En conclusion, une troisième controverse prévisible avec Alger revolve autour du Maroc, un pays que Mme Le Pen a proclamé en 2022 comme étant « prisé » par la France, un adjectif qu’elle n’a pas appliqué à l’Algérie. Si Jordan Bardella, en tant que Premier ministre, devait accepter la « marocanité » du Sahara occidental, une position défendue depuis des années par Thierry Mariani, député européen soutenu par le RN, ainsi qu’Eric Ciotti, nouveau collaborateur du parti d’extrême droite, un conflit avec l’Algérie serait inévitable.

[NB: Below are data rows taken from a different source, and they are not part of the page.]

PR #875, opened 2015-10-15
Make Convolutional{Activation,Layer,Sequence} honour use_bias

### LINKED ISSUE #847: ConvolutionalActivation, ConvolutionalSequence do not honor use_bias=False
ConvolutionalActivation does not push use_bias to its Convolutional child, nor does ConvolutionalSequence:

    import theano.tensor as T

    from blocks.bricks import conv, Rectifier
    from blocks import initialization, graph

    cnn = conv.ConvolutionalSequence([
        conv.ConvolutionalActivation(
            activation=Rectifier().apply,
            filter_size=(1, 1),
            num_filters=1,
            use_bias=False)
        for _ in xrange(3)],
        num_channels=1, image_size=(1, 1),
        use_bias=False,
        weights_init=initialization.IsotropicGaussian(1e-3),
        biases_init=initialization.Constant(0))
    cnn.initialize()

    x = T.tensor4()
    y = cnn.apply(x)

    print graph.ComputationGraph(y).parameters

Removing biases (e.g. for batch normalization) requires reaching into internals.

dwf:
Fixes #847 (which I had said was a CCW ticket but turned out to be a little bit involved).

@cooijmanstim Can you give this a look?

@dmitriy-serdyuk You too? Should be quick.

### DIFF
--- a/blocks/bricks/conv.py
+++ b/blocks/bricks/conv.py
@@ -399,6 +399,7 @@ class ConvolutionalSequence(Sequence, Initializable, Feedforward):
             layer.image_size = image_size
             layer.num_channels = num_channels
             layer.batch_size = self.batch_size
+            layer.use_bias = self.use_bias
 
             # Push input dimensions to children
             layer._push_allocation_config()
--- a/blocks/bricks/conv.py
+++ b/blocks/bricks/conv.py
@@ -223,7 +223,7 @@ class _AllocationMixin(object):
     def _push_allocation_config(self):
         for attr in ['filter_size', 'num_filters', 'border_mode',
                      'batch_size', 'num_channels', 'image_size',
-                     'tied_biases']:
+                     'tied_biases', 'use_bias']:
             setattr(self.convolution, attr, getattr(self, attr))
 
 
--- a/blocks/bricks/conv.py
+++ b/blocks/bricks/conv.py
@@ -219,7 +219,15 @@ class MaxPooling(Initializable, Feedforward):
                                                        st=self.step))
 
 
-class ConvolutionalActivation(Sequence, Initializable):
+class _AllocationMixin(object):
+    def _push_allocation_config(self):
+        for attr in ['filter_size', 'num_filters', 'border_mode',
+                     'batch_size', 'num_channels', 'image_size',
+                     'tied_biases']:
+            setattr(self.convolution, attr, getattr(self, attr))
+
+
+class ConvolutionalActivation(_AllocationMixin, Sequence, Initializable):
     """A convolution followed by an activation function.
 
     Parameters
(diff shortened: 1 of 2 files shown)


cooijmanstim:
Sorry, I see now that I posted my comment on the issue rather than here on the pull request. Looks good to me, thanks!

dwf:
Thanks, I'd like another person with merge rights to sign off on it before I hit the big green button, but it should be in soon.

dwf:
By the way, is this useful/critical for #851? The ticket seemed to sound like it.

cooijmanstim:
No, I intend to touch that PR again this weekend. It's an "interesting" complication though, that users will still have to worry about redundant biases (which may not be redundant depending on tied_bias settings).

dwf:
Okay, that's kinda why I tackled it (and because I was digging around in that code anyway with #873). But glad to know it isn't a blocker.

rizar:
Hey there, I saw recently a proposal to add `_push_allocation_config` to `Initializable` which would handle `use_bias` option. Is there a particular reason why you do no go this way?

Alternatively, what if we just let go of `use_bias`? It is not that much harm to have `biases_ini` propagated to bricks that do not have biases.

dwf:
@rizar I made that proposal at the same time I was doing this, because
ultimately that's a more elegant solution. I think that is probably the
right direction in the long term, but in the short term this fixes what is
clearly a bug in the simplest way possible. We should not let the perfect
be the enemy of the good.

rizar:
I agree that fixing things makes sense. But let me go through all recent bias-related issues for the record:

https://github.com/mila-udem/blocks/issues/847 - `use_bias` is forgotten in the list of the settings pushed downward in `ConvolutionalLayer`, the code sort of relies on it be pushed by `Initializable` but `Initializable` does not do that.

https://github.com/mila-udem/blocks/issues/789 - `use_bias` is often never mentioned in the docstring of the bricks that actually support this option, e.g. `Linear`

https://github.com/mila-udem/blocks/issues/697 - it might be not very to get why `Initializable` brick have both `use_bias` and `has_biases`

So it seems they all have a single reason behind: `use_bias` is declared in `Initializable`, but it is the actual brick where it is handled. I find this strange and I think we should remove `use_bias` from `Initializable` and only have it in the bricks that actually have biases. If you agree with that, I will create an issue.

dwf:
@rizar Maybe a simple way to handle this, presuming basically every brick that has a bias has it on by default anyway:

```python
class HasBias(object):
    @property
    def use_bias(self):
        return getattr(self, '_use_bias', True)

    @use_bias.setter
    def use_bias(self, value):
        self._use_bias = value
```

Inherit from this mixin in every brick that should have a bias.

rizar:
Your code example misses a constructor, and having a constructor means that
also an additional super call will be necessary. Which makes me wonder if
having it as a mixin is better then simply add the related code to every
class. Perhaps it is, because this is a way to declare the interface.

dwf:
Just to be clear, as written, it doesn't actually need a constructor.

rizar:
Okay, but assuming `Linear` inherits from `HasBias`, will it accept
`use_bias=False` as a constructor parameter?

dwf:
I see what you're saying now. Yes, for that we'd need to either add it to
every class or else add a constructor and add it to the chain of super()
calls.

rizar:
Right. But as I said before, maybe it does make sense to have it as a mixin
so that all classes that have biases definitely had the same interface.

Ces trois potentiels points de rupture – sur l’immigration, la mémoire et la diplomatie – pourraient plonger les relations entre Paris et Alger dans une nouvelle crise. Cette situation pourrait-elle perdurer ? Il est fort probable que le pragmatisme, nourri par des intérêts humains, économiques et géopolitiques étroitement liés, pourrait finalement triompher sur les positions idéologiques de chaque côté. Quant à l’Algérie, elle a démontré sa capacité à maintenir des liens avec un partenaire de l’extrême droite populiste et xénophobe de l’autre côté de la Méditerranée, comme en témoigne la qualité de sa relation avec l’Italie de Georgia Meloni.

La chronique des liens bilatéraux indique qu’Alger a souvent montré une préférence pour collaborer avec la droite ouverte, comme c’était le cas avec Charles Pasqua lorsqu’il exerçait en tant que ministre de l’intérieur (1986-1988, 1993-1995), et non avec les socialistes naviguant entre droits de l’homme et realpolitik. « Curieusement, un gouvernement d’extrême droite à Paris pourrait être plus facile à manœuvrer du côté d’Alger, rendant les choses plus nettes et directes », suggère un diplomate français. C’est en tout cas l’hypothèse de Marine Le Pen qui affirmait pendant la campagne présidentielle de 2022 : « Après mon élection, je tiendrai un discours audacieux, transparent et compréhensible pour l’Algérie. Je suis convaincue que nos deux nations ont tout à y gagner ».